Dimiter Kenarov writes about returning to Bulgaria after years in the US; about his childhood in the country under communism, the cultural explosion of the 1990s, and the sense of returning stagnation.
posted by automatronic (6 comments total) 18 users marked this as a favorite
 
To abandon my peaceful but mostly prospectless academic life in the States in order to plunge into the cesspool of my homeland was a bit of a gamble, but also, I thought, the most American thing I could do.

This is a really good piece and relevant to my interests. Thanks for posting
posted by chavenet at 1:35 AM on December 20, 2023 [2 favorites]


The key insight this lengthy piece leads up to is, to my mind, this:
Today, we have become citizens of a global, Brezhnevian capitalist state, which, in its failure to provide an inspiring frontier—gone are the days of Kennedy’s “New Frontiers” or Obama’s “Change We Can Believe In”—has slowly ossified and wrapped back upon itself. My feeling is that all the troubles we’ve been witnessing over the last decade—Trumpism, Brexit, the rise of nationalism all over Europe, Russia’s virulent imperialism—are attempts to disrupt not just the dominant political systems, but the zone of eternal repetition.
Am in the UK and this resonates strongly with everything that's happened since 1979, when the neoliberal revolutionaries seized power.
posted by cstross at 4:07 AM on December 20, 2023 [7 favorites]
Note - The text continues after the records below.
PR #10968, opened 2024-05-15
[server]fix missing services attribute for empty design

MUzairS15:
**Notes for Reviewers**
The `Services` struct had `omitempty` tag because of which if the design was empty, it was not being streamed inside the response.

### DIFF
--- a/ui/components/Header.js
+++ b/ui/components/Header.js
@@ -377,7 +377,7 @@ function K8sContextMenu({
               src={
                 connectionMetadataState
                   ? `/${connectionMetadataState[CONNECTION_KINDS.KUBERNETES]?.icon}`
-                  : ''
+                  : '/static/img/kubernetes.svg'
               }
               width="24px"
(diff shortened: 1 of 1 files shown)


MUzairS15:
// @aabidsofi19 @leecalcote

leecalcote (commented):
Removal of this also leaves the system vulnerable to a nil primary key...

MUzairS15:
The services key as you said should be ever present, and this PR ensures this happens.
Comparing  it with primary constraint not null, if design is empty, it is not that `services` will be null but an empty object.

skipping/removing the key for empty design makes it difficult to understand whether design is actually empty or have got corrupted.

leecalcote:
> The services key as you said should be ever present, and this PR ensures this happens. Comparing it with primary constraint not null, if design is empty, it is not that `services` will be null but an empty object.

Aha! Ok, that’s very good.

PR #10973, opened 2024-05-16
[Server] Fix `k8s manifest` to `pattern` conversion logic

MUzairS15:
**Notes for Reviewers**

When a manifest is uploaded containing cluster-scoped resources (eg, ClusterRole, PV..), the `namespace: default` property is assigned, leading to the invalid design and dry-run/deployment failures.
The PR fixes the issue by assigning the `namespace` property only to namespaced-scoped resources by referencing the registry.
In case the introspection fails, we skip assigning the namespace property, in this case on the deployment of the design, Kubernetes will automatically assign the `default` namespace to valid namespaced resources.


MUzairS15:
// @leecalcote

leecalcote:
**Good.**

> When a manifest is uploaded containing cluster-scoped resources (eg, ClusterRole, PV..), the namespace: default property is assigned, leading to the invalid design and dry-run/deployment failures.
The PR fixes the issue by assigning the namespace property only to namespaced-scoped resources by referencing the registry.
In case the introspection fails, we skip assigning the namespace property,

**Needs to improve to allow users to specify a namespace during the deploy modal moment,** @MUzairS15 

> in this case on the deployment of the design, Kubernetes will automatically assign the default namespace to valid namespaced resources.

PR #11002, opened 2024-05-20
Mesheryctl's unit tests fix

Jougan-0:
**Notes for Reviewers**

This PR fixes #

Update few golden files to work with pageSize=1 and for the command the model command needs an interactive terminal that causes the issue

There's a short video about Angela Rodel, who translated the Booker Prize-winning novel Time Shelter from the original Bulgarian, and who lives in Bulgaria now as a translator. Some of the experiences she talks about living in Bulgaria perhaps hint at the creative and cultural energy around the "changes" that Kenarov refers to.
posted by They sucked his brains out! at 5:15 AM on December 20, 2023 [1 favorite]


Thanks for posting this, never would have come across it otherwise. Thoughtful writing and great photos.
posted by lwxxyyzz at 7:40 AM on December 20, 2023


A few months before Russia attacked Ukraine, I was at a residence in Vienna, where a Ukrainian friend told me that his country was the only one in Europe that still unreservedly believed in the European Union and the Western liberal-democratic project, that, if the EU took Ukraine on board, it would expand not only its geographic frontiers but renew its sense of purpose as well. I think the war, for all its terrible human toll, or because of it, has largely proven him right. Ukraine has turned into a rallying call for much of Europe, a vicarious way (dangerous, but not too dangerous) to experience once again the forward vector of time. How long that momentum is going to last, however, is impossible to know...

Notice that the people who profit from everyone being on the hamster wheel are the ones trying to sabotage the US contribution to Ukrainian resistance.
posted by Aardvark Cheeselog at 9:01 AM on December 20, 2023 [1 favorite]


Great insight not only into our current time but also human nature generally.